Going PrivateBy Raymond J. Sun | Posted 2010-06-28 Email Print
There are clear benefits to using the cloud model to facilitate the rapid availability of IT resources, but it’s not for every enterprise.
Many corporations are looking to benefit from cloud computing. However, since a number of them are concerned about availability and security issues, they are looking to private clouds, which provide an ideal situation for enterprise servers and mainframes. These environments are known for flexibility, scalability, security and high utilization, as well as for optimizing delivery of IT resources to mixed workloads.
These companies have enterprise IT expertise and experience that can create dynamic virtualized environments that are ideally situated for success in the private cloud model. The combination of skilled staff and attractive software pricing models for virtual systems on enterprise servers provides an appealing setting that serves as an inexpensive, value-added host for private cloud offerings.

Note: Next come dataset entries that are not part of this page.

PR #571, opened 2024-01-15
feat: yarn publish

mateuszjasiuk:
- added release-it package

For now, to simplify things, I've added two separate dependencies and publish scripts to two separate packages.

You can test it with:
`yarn release:dry-run` inside `shared` and `types` packages

### DIFF
--- a/packages/shared/src/borsh-schemas.ts
+++ b/packages/shared/src/borsh-schemas.ts
@@ -1,6 +1,15 @@
-import { field, vec } from "@dao-xyz/borsh";
+import { BinaryReader, BinaryWriter, field, vec } from "@dao-xyz/borsh";
 import BigNumber from "bignumber.js";
-import { BigNumberSerializer } from "@namada/types";
+
+export const BigNumberSerializer = {
+  serialize: (value: BigNumber, writer: BinaryWriter) => {
+    writer.string(value.toString());
+  },
+  deserialize: (reader: BinaryReader): BigNumber => {
+    const valueString = reader.string();
+    return new BigNumber(valueString);
+  },
+};
 
 export class Proposal {
   @field({ type: "string" })
--- a/package.json
+++ b/package.json
@@ -21,8 +21,6 @@
     "@cosmjs/encoding": "^0.27.1",
     "@cosmjs/json-rpc": "^0.27.1",
     "@cosmjs/tendermint-rpc": "^0.27.1",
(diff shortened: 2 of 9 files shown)


emccorson (commented):
Code looks good to me! I have a few comments about how we will use this:

- I don't think we can use the default tagging of `release-it` because it will give name the tag something like `0.1.0`, but we would need to prefix it to something like `shared-0.1.0`.
- The same with the changelog, since it will include commits that don't affect the shared/types packages (and maybe changelogs should be written manually anyway if we are going to use them for these packages).
- The shared package has some missing peer dependency warnings that will need to be fixed before we publish to npm.
- I'm not sure how to handle multicore, since we effectively have two builds of the shared package now. I guess we could bundle both builds in the same release, or make separate releases for each build.

mateuszjasiuk:
>     * I don't think we can use the default tagging of `release-it` because it will give name the tag something like `0.1.0`, but we would need to prefix it to something like `shared-0.1.0`.
Right! Taking a look
 
>     * The same with the changelog, since it will include commits that don't affect the shared/types packages (and maybe changelogs should be written manually anyway if we are going to use them for these packages).
I will look into disabling this for time being

>     * The shared package has some missing peer dependency warnings that will need to be fixed before we publish to npm.
👍 

>     * I'm not sure how to handle multicore, since we effectively have two builds of the shared package now. I guess we could bundle both builds in the same release, or make separate releases for each build.
We will just publish non multicore version for now :) as it has the same  "API"

packages/shared/src/borsh-schemas.ts
```diff
@@ -1,6 +1,15 @@
-import { field, vec } from "@dao-xyz/borsh";
+import { BinaryReader, BinaryWriter, field, vec } from "@dao-xyz/borsh";
 import BigNumber from "bignumber.js";
-import { BigNumberSerializer } from "@namada/types";
+
+export const BigNumberSerializer = {
```
emccorson, line 4: What does it do to copy BigNumberSerializer to shared?

emccorson (approved):
Looks good to me! Just left one question :+1:

packages/shared/src/borsh-schemas.ts
mateuszjasiuk: I wanted to remove dependency from types  :) In fturue it  wouldbe  nice to plan a  bit what is dependant on what.

PR #241, opened 2020-10-30
Add extraConfig option to Redis

awseward:
👋 Hi, I tested this out with this bit from the README:
```sh
darwin-rebuild switch -I darwin=.
```

It worked on macOS Catalina with the following in my `~/.nixpkgs/darwin-configuration.nix`:
```nix
{
  # ...

  services.redis = {
    enable = true;
    extraConfig = ''
      stop-writes-on-bgsave-error no
    '';
  };

  # ...
}
```

I'm happy to run any additional tests if necessary, but I'm fairly new to Nix so I might need a little pointing in the right direction.

### DIFF
--- a/modules/services/redis/default.nix
+++ b/modules/services/redis/default.nix
@@ -52,6 +52,12 @@ in
       default = false;
       description = "By default data is only periodically persisted to disk, enable this option to use an append-only file for improved persistence.";
     };
+
+    services.redis.extraConfig = mkOption {
+      type = types.lines;
+      default = "";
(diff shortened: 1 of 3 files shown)


LnL7:
Looks good. The tests are pretty basic you can base it on one of the other service tests. To run a test locally use eg. `nix-build release.nix -A tests.services-skhd`.

awseward:
Makes sense! Thanks for the pointer; I've gone and added a couple tests.

LnL7 (approved):
That looks perfect, thanks!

The most common initial use for the private cloud is to provide test and development environments for enterprise applications. Developers are able to request resources and almost immediately get access to an environment on which to build and test their applications. When the development is complete, the resources can be returned for use by others.

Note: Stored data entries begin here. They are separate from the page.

PR #242, opened 2020-10-31
add git, gnutar and gzip to lorri's path

akrmn:
When trying to use lorri, I kept getting errors similar to those mentioned by @wentasah on https://github.com/target/lorri/issues/385#issuecomment-661779666. I compared the relevant NixOS setting (shared by @curiousleo here https://github.com/target/lorri/issues/385#issuecomment-620477432) with the equivalent `darwin-nix` expression and I noticed that the one here lacked `git gnutar gzip`, so I added them.

### DIFF
--- a/tests/services-lorri.nix
+++ b/tests/services-lorri.nix
@@ -1,35 +1,27 @@
-{ config, pkgs, ... }:
+{ config, pkgs, lib, ... }:
 
 let
-  lorri = pkgs.runCommand "lorri-0.0.0" {} "mkdir $out";
   plistPath = "${config.out}/user/Library/LaunchAgents/org.nixos.lorri.plist";
-  actual = pkgs.runCommand "convert-plist-to-json" { buildInputs = [ pkgs.xcbuild ]; }
-    "plutil -convert json -o $out ${plistPath}";
-  actualJson = builtins.fromJSON (builtins.readFile "${actual.out}");
-  expectedJson = builtins.fromJSON ''
-  {
-    "EnvironmentVariables": {
-            "NIX_PATH": "${"nixpkgs="+ toString pkgs.path}",
-            "PATH": "${builtins.unsafeDiscardStringContext pkgs.nix}/bin"
-    },
-    "KeepAlive": true,
-    "Label": "org.nixos.lorri",
-    "ProcessType": "Background",
-    "ProgramArguments": [
-            "/bin/sh",
-            "-c",
-            "exec ${builtins.unsafeDiscardStringContext pkgs.lorri}/bin/lorri daemon"
-    ],
-    "RunAtLoad": true
-  }
-  '';
-  testResult = toString (actualJson == expectedJson);
+  expectedPath = "${lib.makeBinPath [config.nix.package pkgs.git pkgs.gnutar pkgs.gzip]}";
+  expectedNixPath = "${"nixpkgs="+ toString pkgs.path}";
 in
 {
   services.lorri.enable = true;
   test = ''
-    ${pkgs.xcbuild}/bin/plutil -lint ${plistPath}
-    [ ${testResult} ];
+    PATH=${lib.makeBinPath [ pkgs.xcbuild pkgs.jq ]}:$PATH
+
+    plutil -lint ${plistPath}
+    plutil -convert json -o service.json ${plistPath}
+
+    <service.json jq -e ".EnvironmentVariables.PATH     == \"${expectedPath}\""
+    <service.json jq -e ".EnvironmentVariables.NIX_PATH == \"${expectedNixPath}\""
+    <service.json jq -e ".KeepAlive                     == true"
+    <service.json jq -e ".Label                         == \"org.nixos.lorri\""
+    <service.json jq -e ".ProcessType                   == \"Background\""
+    <service.json jq -e ".ProgramArguments|length       == 3"
+    <service.json jq -e ".ProgramArguments[0]           == \"/bin/sh\""
+    <service.json jq -e ".ProgramArguments[1]           == \"-c\""
+    <service.json jq -e ".ProgramArguments[2]           == \"exec ${pkgs.lorri}/bin/lorri daemon\""
+    <service.json jq -e ".RunAtLoad                     == true"
   '';
 }
-
--- a/modules/services/lorri.nix
+++ b/modules/services/lorri.nix
@@ -32,7 +32,7 @@ in
     environment.systemPackages = [ pkgs.lorri ];
     launchd.user.agents.lorri = {
       command = with pkgs; "${lorri}/bin/lorri daemon";
-      path = with pkgs; [ nix ];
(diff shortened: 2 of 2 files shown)


LnL7:
Hmm, seems like this got lost in https://github.com/LnL7/nix-darwin/pull/222#discussion_r479796839. Looks good if you take a look at the test.

akrmn:
got it!

tests/services-lorri.nix
```diff
@@ -6,11 +6,19 @@ let
   actual = pkgs.runCommand "convert-plist-to-json" { buildInputs = [ pkgs.xcbuild ]; }
     "plutil -convert json -o $out ${plistPath}";
   actualJson = builtins.fromJSON (builtins.readFile "${actual.out}");
+  expectedPathItems = map (x: "${x}/bin")
```
akrmn, line 9: I'm not sure if this is the best way to get this done, I'm still learning nix

LnL7: Yeah, this test is is a bit overly specific.

No need to discard the string context tho since the packages will be referenced by the build anyway. To get rid of the dependencies in the test an overlay is needed in this case, but unlike eg. lorri they're pretty standard in this case so it's not a big deal. I mostly use this to avoid having to download a bunch of unnecessary stuff for the tests or in case the package in nixpkgs breaks I don't really want that to influence these tests.

```nix
{
  nixpkgs.overlays = [
    (self: super:
    {
      git = super.runCommand "git-0.0.0" {} "mkdir $out";
      gnutar = super.runCommand "gnutar-0.0.0" {} "mkdir $out";
      gzip = super.runCommand "gzip-0.0.0" {} "mkdir $out";
    })
  ];
}
```

akrmn: thanks for the feedback! I tried adding the `nixpkgs.overlays`section to the expression at [1] while removing the calls to `builtins.unsafeDiscardStringContext`, but I got an error related to `tar` [2]. I probably need to place the overlays somewhere else, but I'm a bit lost now.

[1] https://github.com/LnL7/nix-darwin/blob/ee9e1205e7892cb012a276ac158600d987cec815/tests/services-lorri.nix#L36-L42

[2]
```
builder for '/nix/store/0rz1d1d2qfy17y37gflkp0pswpp565fm-perl-5.32.0.drv' failed with exit code 1; last 4 log lines:
  unpacking sources
  unpacking source archive /nix/store/bl6b2p0aw8phljjn0s3xzyghbbzawl2r-perl-5.32.0.tar.gz
  /nix/store/9zhvxgmqwph7cd2mc9fwg9y39nziqdaz-stdenv-darwin/setup: line 847: tar: command not found
  do not know how to unpack source archive /nix/store/bl6b2p0aw8phljjn0s3xzyghbbzawl2r-perl-5.32.0.tar.gz
```

LnL7: Yeah this was more an example for reference. These dependencies specifically are very low level and used by many other things so actually replacing them breaks various things like you noticed.

akrmn: gotcha! is it fine then to keep the `builtins.unsafeDiscardStringContext` calls? is there anything else you'd like to see on this pr?

LnL7: No neither the discard context or overlays are needed.

akrmn: hm if I remove the discard context I get this error:
```
nix-repl> :b tests.services-lorri
error: the string '{
  "EnvironmentVariables": {
          "NIX_PATH": "nixpkgs=/nix/store/12pl142h03dcnphqmf1qq1v7pdv12pck-nixpkgs-21.03pre249027.f4254fba4f2/nixpkgs",
          "PATH": "/nix/store/7srl5rd0p8svg4mfwsqc118pxlwx9204-nix-2.3.8/bin:/nix/store/psvzvnzfcsdrlaibzsv7s9wp0ni96978-git-2.28.0/bin:/nix/store/56dw9pwdma8iqxx4a7ibi4l72mcm0px9-gnutar-1.32/bin:/nix/store/y64kgdcxycv5dy62jwffyyh20306xpfr-gzip-1.10/bin"
  },
  "KeepAlive": true,
  "Label": "org.nixos.lorri",
  "ProcessType": "Background",
  "ProgramArguments": [
          "/bin/sh",
          "-c",
          "exec /nix/store/pr02204rvl68n7zggz4jag8ya6jhaaml-lorri-1.2/bin/lorri daemon"
  ],
  "RunAtLoad": true
}
' is not allowed to refer to a store path (such as '!out!/nix/store/49wqxqnnp0aqz7s8ipcnd8xwhbr0bn44-gnutar-1.32.drv'), at /Users/mal/git/nix-darwin/tests/services-lorri.nix:17:18
```

LnL7: Oh I see now, this was there already. Using an attrset instead of going through fromJSON would fix that or just simply checking some specific keys in the build with eg. `jq`. But it's ok to leave that as is if you don't want to spend time on that.

akrmn: > Oh I see now, this was there already
Exactly, it was there before :)

> it's ok to leave that as is if you don't want to spend time on that.
I'm more interested in getting it right :)

> Using an attrset instead of going through fromJSON would fix that

However, I got a bit stuck trying to avoid the `fromJSON` conversion. If I use an attrset and then convert that with `builtins.toJSON` to compare with the actual value, it turns out that the `toJSON` conversion only goes one level deep.

> simply checking some specific keys in the build with eg. jq

This made me think that perhaps the way is avoiding JSON completely and working directly with the plist, but it seems there's very little support for that. The `plutil` command is fairly limited, it seems to lack a simple way to read out a key. I also tried `defaults read`, but it doesn't work with nested dictionaries. My last hope was `PlistBuddy`, which I learned about online. It seems to be part of macOS but it's absent from the PATH; it needs to be run directly as `/usr/libexec/PlistBuddy`. This one is very complete, but I'm not sure if there's a "nix way" to invoke it, and I couldn't find it under `pkgs`

LnL7: I would suggest moving the checks to the build instead like most of the other tests do, but unlike there use the plutil to check specific keys instead just using grep like the other cases do.  Checking the entire content is a bit overkill anyway.

So for example something like this:

```sh
# ...
{ 
   services.lorri.enable = true; 
   test = ''
     export PATH=${lib.makeBinPath [ pkgs.xcbuild pkgs.jq ]}
     plutil -convert json -o service.json ${service}
     [ $(jq -r '.ProgramArguments[-1]' service.json) = "exec ${pkgs.lorri}/bin/lorri daemon" ]
   ''; 
} 
```

akrmn: aha! that makes a lot of sense, thanks! I'll work on it later today

akrmn: done in d037dfa :) please let me know what you think. Thanks for the help!

LnL7: That's great, thanks!

LnL7 (approved):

While cloud computing insulates the IT user from the management of the infrastructure, someone still has to manage the IT resources. Private clouds clearly have a major impact on IT departments, since these organizations will need to provide clouds with additional capabilities to handle dynamic provisioning and automated request processes.

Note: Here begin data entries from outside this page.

PR #245, opened 2020-11-05
modules: add nextdns service

happysalada:
Adding the nextdns service.

I've tested by adding the corresponding launchd entry in my `darwin-configuration`. I don't know how to test the default.nix file.

It's pretty much taken from https://github.com/NixOS/nixpkgs/blob/master/nixos/modules/services/networking/nextdns.nix
just switching systemd to launchd

### DIFF
--- a/modules/services/nextdns/default.nix
+++ b/modules/services/nextdns/default.nix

Those requests for service will be handled automatically without the IT organization’s intervention. Thus, monitoring and balancing workloads will need to be an ongoing focus. Also, fair chargeback algorithms will have to be developed and implemented to provide incentives for appropriate usage behavior.
Head in the Cloud
Cloud computing is still an emerging capability, and many enterprise IT organizations are just starting to poke their heads in the cloud. For many, there are more questions than answers. That’s why we continue to examine some of the early cloud implementations and look to develop much-needed requirements for IT providers, as well as best practices for managing cloud environments.
The enterprise IT community is evaluating emerging cloud computing concerns regarding service levels, the best workloads, disaster recovery, help desks, change-control issues, approval and audit issues, and the management of rapidly changing environments.
There are some very down-to-earth benefits to using the cloud model to facilitate rapid availability of IT resources, whether public or private. What is necessary now is a way to document the needs of enterprise IT managers to make both public and private cloud computing more secure, reliable, resilient and suitable for mission-critical uses. Create that, and they will be nothing but blue skies ahead.
Raymond J. Sun serves on the SHARE board of directors and has been involved with the organization for more than 25 years. He is a frequent speaker on topics such as service management, virtualization and cloud computing.